Conclusion: History in real time

Half a year into this once-in-a-century pandemic, the legislatures of Canada present a muddled picture. Tackling fundamentally the same set of challenges, they have arrived at — in some dimensions — strikingly different responses. Having instituted the most extensive virtual proceedings, British Columbia is at one far end of the innovation spectrum (at least in the Canadian context — numerous other international legislatures had instituted similar arrangements. On the other end is Alberta, which has stuck most closely to business as usual throughout, and has been considerably more active than every other legislature in the country. Finally, legislatures like Nova Scotia have stayed largely on hiatus. But this strategy cannot possibly outlast the pandemic.

In any case, the full story has not yet been told. The pandemic is with us, and its course, trajectory, and longevity are unknown. Legislatures that avoided spring sittings must now confront roughly the same issues in the fall and winter. More innovation, of one kind or another, is highly possible as the pandemic drags on. But this is complicated somewhat by the fact that the question of how to operate has become polarized in some places. After much wrangling, the House of Commons was able to arrive at a compromise hybrid virutal model for the Fall sitting, though the issue remains contentious, and the Members will be re-evaluating in December.

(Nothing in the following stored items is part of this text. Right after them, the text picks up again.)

PR #14, opened 2026-07-22
feat: read classic (pre-2021) MFC-container .skp files

tuxiasumari:
Pre-VFF SketchUp files (SketchUp 2013–2020) are not ZIP containers: after the same UTF-16 header records, the body is **one uncompressed MFC `CArchive` object stream** with a single global store map. This PR adds `openskp/legacy.py`, a complete clean-room walker for that stream, and routes `full_parse()` to it on detection — `SkpFile.open(path).parse()` now handles both eras transparently, extending openskp's coverage to effectively every `.skp` in circulation.

## What the walker reads

- **MFC object layer**: null / new-class / class-ref / back-ref tags, the `FF7F` big-tag escape, per-file lazily-defined class slots, contextual learning for classes defined in the unwalked pre-model region, and slot-base bootstrap from the second material's class-ref tag.
- **Geometry**: the half-edge kernel (`CVertex`/`CEdge`/`CEdgeUse`/`CLoop`/`CFace`) with front/back materials, hole loops, per-face UV matrices (`CFaceTextureCoords`, including the per-side PROJECTED flag used by Add Location terrain drapes), arcs/curves, construction geometry, dimensions, texts and section planes.
- **Components**: definitions (incl. nested/inlined ones and the always-faces-camera behavior flag) and instances/groups with their 13-float transforms.
- **Materials & layers**: solid + textured materials (embedded JPEG/PNG bytes, applied tile size), opacity gated by the format's use-flag byte, colourized-copy detection, layer colours.

The walker is **self-checking**: every `CEdgeUse` carries a back-ref to its parent loop, which must resolve to the loop currently being parsed — any slot-numbering drift fails loudly instead of silently mis-linking topology.

## Validation

Cross-validated against the **same real-world models saved in both formats** (five architecture models authored in SketchUp 2016/2017/2018, re-saved as VFF with SketchUp Web, 130 KB–8 MB): exact face and edge counts, exact total surface area, and exact bounding boxes on all five, plus two more large v16 files parsed end-to-end. Version-specific record deltas (v16 has no persistent-id mask; v18 grows `CComponentDefinition`/`CComponentInstance`) are keyed off the header version.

Legislatures are rich with practice, custom, and convention; still, there is no manual for navigating a crisis of these proportions and the particular obstacles it manifests. These particular assemblies will stand out oddly on the page of parliamentary history in Canada. But, while they cannot operate as they normally would, they can continue to uphold their vital responsibilities at the centre of public leadership. In the decisions taken so far, and those to come, leaders and legislative staff are forced to contemplate what is amendable, what can be adapted to unique times, and what is simply sacrosanct.